= Ram Mynampati =

Indian business executive

Ram Mynampati is an Indian business executive. He was a board member of Satyam Computer Services until January 2009, when news of an accounting fraud at Satyam broke. He was briefly the interim CEO after the then-Chairman and CEO Ramalinga Raju admitted to the accounting fraud and stepped down. He was replaced by A. S. Murthy as the CEO on February 5, 2009.

==Career at Satyam==
Mynampati joined Satyam as Executive Vice President in 1999 and became Executive Vice President and Chief Operating Officer in November 2000. He was President, Satyam’s commercial and healthcare businesses since October 2002. Mynampati had executive responsibility for Satyam's operations across the verticals of Financial Services, Healthcare, Retail, Transportation and Government (about 60% of its business). In addition, he oversaw Satyam's GE and Microsoft accounts.

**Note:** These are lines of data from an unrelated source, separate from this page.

PR #476, opened 2024-12-11
Fix regex callback

sensetalkdoug:
The Cocoa block uses a "stop" flag to allow a client to abort a long-running regex process. But the ICU library expects the callback function to return a flag with the opposite meaning -- "keepGoing". This change reverses the flag to fix the problem that any regex process that ran long enough to invoke the callback would be prematurely canceled.

### DIFF
--- a/Source/NSRegularExpression.m
+++ b/Source/NSRegularExpression.m
@@ -371,15 +371,18 @@ static UBool
 callback(const void *context, int32_t steps)
 {
   BOOL		stop = NO;
+  BOOL		keepGoing = YES;
   GSRegexBlock	block = (GSRegexBlock)context;
 
   if (NULL == context)
     {
-      return FALSE;
+      return TRUE; // keep going if there is no callback block
     }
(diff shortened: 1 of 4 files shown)


johnathan-becker:
@rfm Can you please review this.

rfm (changes requested):
While there's nothing actually wrong here, I think the new variable slightly detracts from the clarity of the implementation.  Simply testing the value of 'stop' seems cleaner to me:

eg.

if (stop)
  {
    return FALSE;
  }
else
  {
    return TRUE;
  }

rfm (changes requested):
I don't think the change to GNMUmakefile.preamble is correct (or necessary) as it will cause compilation failure on systems without blocks,  and on systems with blocks the flag should be added automaticaly anyway.

On a related issue, the test itself needs to be conditionally compiled so that it doesn't run on systems without blocks or *(better) use the macros to simulate blocks if possible (see other blocks-specific testcases for an example).

rfm:
I included parts of this in recent changes to render RE enumeration available to the classic compiler/runtime.

Issue #474, opened 2024-12-02
CI is red again


hmelder:
![image](https://github.com/user-attachments/assets/bef2441f-a7b2-4d7e-9316-83bd7f62700a)

fredkiefer:
Hi, this is great thank you for this clever fix. But this also raises a new question. GNUstep code as well as application code is full of IMP caching and my impression now is that that code also would be affected of the sam issue. Should we rewrite all that code to use the proper way to get the method implementation and advise users to do the same?

hmelder:
> Hi, this is great thank you for this clever fix. But this also raises a new question. GNUstep code as well as application code is full of IMP caching and my impression now is that that code also would be affected of the sam issue. Should we rewrite all that code to use the proper way to get the method implementation and advise users to do the same?

I think this is the wrong issue ^^

rfm:
>  Yes, it probably is a bit of a misunderstanding, but I think the point is related to this issue:

>
 I'm away from home at the moment, so this is from memory, but   when cacheing IMPs we want to be sure we are looking them up correctly, so it is probably worth checking that the NSObject -methodForSelector: implementation is doing the right thing.
>

triplef:
These are the two remaining failures on Windows MSVC (everything else is green):
```
base/NSURLSession/simpleTaskTests.m:
Failed file:  simpleTaskTests.m aborted without running all tests!

base/NSURLSession/uploadTaskTests.m:
Failed file:  uploadTaskTests.m aborted without running all tests!
```

They both fail with this error:
```
Uncaught exception NSInternalInconsistencyException, reason: failed to load HTTPServer.bundle
```

It looks like the HTTPServer helper is not actually being built: running the tests just creates the empty folders `HTTPServer.bundle` and `obj/HTTPServer.obj`. Is bundle.make maybe not supported on Windows?

hmelder:
I'll take a look at it tomorrow :)

PR #478, opened 2024-12-15
Add testHopeful for the NSURLSession related tests

gcasa:
Make these tests hopeful so they don't fail on MSVC.

### DIFF
--- a/Tests/base/NSURLSession/simpleTaskTests.m
+++ b/Tests/base/NSURLSession/simpleTaskTests.m
@@ -841,6 +841,7 @@ main(int argc, char *argv[])
 
     NSLog(@"Test Server: baseURL=%@", baseURL);
 
+    testHopeful = YES;
     [server setRoutes:createRoutes(routeClass, baseURL)];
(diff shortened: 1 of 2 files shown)


rfm:
Hugo told me he's looking into this failure, and as far as I know it's not due to some intractable system dependent issue:
If we can have it fixes in a reasonable timeframe I'd rather do that than marking it as hopeful ... that's really for things where we don't expect the test to pass any time soon.
Still, if we can't fix it fairly promptly then this does make sense.

triplef:
See also https://github.com/gnustep/libs-base/issues/474#issuecomment-2602192093.

triplef:
These were fixed by @hmelder in https://github.com/gnustep/libs-base/commit/a043cb077cc6e4ef9cf7d27b4883ff971331b800.

gcasa:
> These were fixed by @hmelder in https://github.com/gnustep/libs-base/commit/a043cb077cc6e4ef9cf7d27b4883ff971331b800.

Thank you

His career at Satyam ended on 23 June 2009, while he was still under a cloud of suspicion for being involved in the multi-crore accounting fraud.

==Accounting fraud==
After news of an accounting fraud at Satyam broke on 7 January 2009, Mynampati was appointed to the post due to the resignation and arrest of the then-current chairman and CEO Ramalinga Raju. Mynampati was a board member of Satyam prior to the scandal, but his membership ended when the Indian government dismissed the earlier board and appointed new members to oversee Satyam's activities. After the accounting fraud came to light, Mynampati avoided police enquiry and flew to the US immediately after the new board was installed.

==Other information==
Mynampati holds M.S in Computer Science from California State University. Mynampati is also director on the Board of Satyam Venture Engineering Services Pvt. Ltd., a joint venture between the Company and Venture Global Engineering LLC, USA.